The leg of an isosceles triangle; given base and area

Question

The area of an isosceles triangle $\triangle ABC$ with base $AB=2c$ is $S.$ Find the leg of the triangle.

Let $AC=BC$ and $CH$ and $BP$ be the altitudes through $C$ and $B$, respectively.

I am not sure how to approach the problem.
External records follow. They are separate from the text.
PR #1219, opened 2024-06-19
Add term_index method to cpp iterator

jpeletier:
As per [our discussion in Discord](https://discord.com/channels/633826290415435777/1032491261548044299/threads/1237529263733735524), here is a convenience method to access what term triggered an observer, along with a test.


SanderMertens:
Thanks for the PR!

PR #1224, opened 2024-07-03
[v4] Added Enum specialization for event_builder_base::id(Enum::Value)

garrett-is-a-swann:
Adds ability to create events with enum component ids via `event_builder_base::id(Enum::Value)` specialization, and adds companion test.

Replaces #1210 (master PR) for v4 branch


SanderMertens:
Thanks for the PR!

PR #1228, opened 2024-07-06
Update Quickstart observer to use 'events' instead of 'event'

lenis0012:
The latest release of flecs uses an array for events in the description of observer


SanderMertens:
Thanks for the PR!

PR #1262, opened 2024-07-11
Add support for generic callables to delegates

### LINKED ISSUE #1233: Support generic lambdas as `each` callbacks
## Problem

The area of the triangle is $S_{\triangle ABC}=\dfrac{AB.CH}{2}=\dfrac{AC.BP}{2}.$ What next?

Answer 1

Remember the definition of a right angle and the perpendicular bisector is that the perpendicular bisector of $AB$ is all the points $x$ so that $Ax = Bx$ and a right angle with vertex $M$ is one so that if $A,M,B$ are colinear with $AM = BM$ and $M$ between $A$ and $B$ then $\angle AMC$ is a right angle if and only if $AC = BC$.
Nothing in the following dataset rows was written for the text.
PR #1265, opened 2024-07-12
Improve entity builder docs.

waywardmonkeys:
This fixes cross-linking for existing `@see` stuff by supplying the `const` modifier.

An instance of trying to link to `override` instead of `auto_override` was adjusted.

It adds some missing parameter documentation.

A line wrapping mishap in `emplace_auto_override` was also corrected.


SanderMertens:
Thanks for the PR!

PR #1266, opened 2024-07-12
docs(systems): Rust: Fix referring to wrong component.

waywardmonkeys:
The code should refer to `Transform` as the other languages and docs do.


SanderMertens:
Thanks for the PR!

So as the legs, $AC$ and $BC$ of an isosceles triangle are equal, then $C$ is on the perpendicular bisector of $AB$ and if $M$ is the midpoint of $AB$ then $\triangle AMC$ and $\triangle BMC$ are two congruent right triangles.

Use the Pythogorean Theorem to find $AC = BC$ via

$AC^2 = AM^2 + MC^2$

What is $AM$?

$AB = 2c$ so $AM = \frac 12 AB = \frac 12 2c = c$.

What is $MC$?

$MC$ is the height of $\triangle ABC$. The area of a triangle is $\frac 12 base*height = \frac 12 AB*MC$. The area of $\triangle ABC$ is $S$ and $AB =2c$ so $S = c*MC$. So $MC = \frac Sc$.

So what is $AC$?

$AC^2 = c^2 + (\frac Sc)^2$ so $AC =\sqrt{c^2 + (\frac Sc)^2}$.